[Collected data]
_ _ _ _ _
PR #95, opened 2025-01-30
Update sccache version to 0.9.1

mbrodesser-Igalia:
Didn't try this but it should work, given cargo supports version 0.9.1.
The latter is confirmed by `cargo info sccache`.

This potentially fixes incremental build bugs for WebKit, see
<https://bugs.webkit.org/show_bug.cgi?id=286676>.

### DIFF
--- a/images/wkdev_sdk/Containerfile
+++ b/images/wkdev_sdk/Containerfile
@@ -83,7 +83,7 @@ ENV RUSTUP_HOME="/opt/rust" \
 
 RUN rustup default stable && \
     rustup component remove rust-docs && \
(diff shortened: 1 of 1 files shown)


mbrodesser-Igalia:
CC @pgorszkowski-igalia

mbrodesser-Igalia:
In order to ensure this doesn't break anything, before merging I'd build the SDK, create a container and run `wkdev-setup-sccache`.

aperezdc (approved):
Seems like a reasonable change to me. I would wait a few hours and if nobody has concerns we can merge it.

cc/ @nikolaszimmermann and @TingPing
_ _ _ _ _
[Task to carry out]
Copy out each record exactly as given, omitting none.

[Result of this exercise]
PR #95, opened 2025-01-30
Update sccache version to 0.9.1

mbrodesser-Igalia:
Didn't try this but it should work, given cargo supports version 0.9.1.
The latter is confirmed by `cargo info sccache`.

This potentially fixes incremental build bugs for WebKit, see
<https://bugs.webkit.org/show_bug.cgi?id=286676>.

### DIFF
--- a/images/wkdev_sdk/Containerfile
+++ b/images/wkdev_sdk/Containerfile
@@ -83,7 +83,7 @@ ENV RUSTUP_HOME="/opt/rust" \
 
 RUN rustup default stable && \
     rustup component remove rust-docs && \
(diff shortened: 1 of 1 files shown)


mbrodesser-Igalia:
CC @pgorszkowski-igalia

mbrodesser-Igalia:
In order to ensure this doesn't break anything, before merging I'd build the SDK, create a container and run `wkdev-setup-sccache`.

aperezdc (approved):
Seems like a reasonable change to me. I would wait a few hours and if nobody has concerns we can merge it.

cc/ @nikolaszimmermann and @TingPing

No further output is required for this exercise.